My friend Karla came to the rescue sometime during that first week in Rehab, bringing three important things. First, she brought me several bags of clothes from Target. Second, she brought me an electic razor. Woo Hoo! Third, she brought me Taco Bell. Best. Friend. Ever. A few days later, a box arrived from my mom with more clothes in it. Double Woo Hoo! It was very strange to be wearing all of these XS clothes when I had been a M before all of this started. Ah, the Brain Tumor Diet, I suspect everyone in Hollywood will be clamoring for tumors and brain bleeds.
Therapy normally wrapped up by about 2pm each day and after Karla brought me the razor I remember sitting there with it one afternoon trying use it. It was a lot harder than I thought with a dead leg and a dead arm to maneuver, or not, as the case may be. Lydia was on one afternoon and came in (probably to cath me–no Woo Hoo there) and saw me struggling with the razor. “I’ll come back and help you out in a bit, Katie-girl.” I didn’t really expect her to since nurses have a way of being pulled eighteen different directions, but sure enough, Lydia came back late that afternoon and sat next to my bed. Then she did the most amazing thing. She shaved my legs that hadn’t seen a razor since May 7th-ish. She did my underarms, too. I might have cried. Woo-sniff-hoo!
My legs weren’t silky smooth, you need a straight razor for that, but those were forbidden for the Lovenox set. No razors (or even nail clippers, although my friend Melissa smuggled me a set) until you can “ambulate at least 400 feet.” Considering I had little independent movement in my left leg, that was likely to be a while. Or never? That little niggling part of me would question.
Starting May 31st, I have the luxury of being able to look back at my Rehab Journal for a tiny snippet (usually just a few words) of what I did in each session that day. It looks like Cheryl had me practicing with a cane that day. I do have a vague memory of a near-disastrous session with a cane in the therapy room and remember Cheryl saying that she really didn’t want me using a cane when I got out. But the mysterious Lily who I haven’t talked to uses a cane, why can’t I?
It also says I met with Dr. C, the psychiatrist, that day. That I remember pretty clearly (although I met with her at least once and maybe twice more). I remember thinking she looked like a displaced New Yorker with her animal print blouse and cats-eye glasses. I wasn’t sure what I was supposed to talk about, so I talked about everything, probably all at once. I told her about being a professor and my desperate fear of being “dumb now.” I told her how guilty I felt for doing this to my husband, mother and children.
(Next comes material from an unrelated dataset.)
PR #27665, opened 2019-08-01
Phase2-hcx214 Add a new scenario and workflow with latest Phase2 configuration including HFNose

bsunanda:
#### PR description:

With some trepidation, I even told her about the hallucinations I thought were caused by the tumor and my “elaborate ranking system.” This was an a-ha moment because I told her I thought I had been having those hallucinations for months because of the tumor and she said that she doubted it. She suggested, instead, that it was probably the meds immediately after surgery that caused the hallucinations. Oh shit. Really? So, you mean that all happened just a few days ago? It was already beginning to feel far away, something that happened months, a lifetime, ago. It took me a while longer before I was really able to accept her timeline, but it was, of course, the correct one. As I mentioned in a previous entry, Dr. C thought my elaborate hallucinatory ranking system was actually a good sign, a sign that I hadn’t ever succombed completely to that “other” world. By the time I had finished with our first session, with the promise of more to come, I had to admit that temp-therapist-Andrea-bitch had been right. I DID need to talk to the shrink. It was a great weight off of my subluxxed shoulders. I’m not crazy. Woo Hoo.
Agreed! You are not crazy. You are amazing.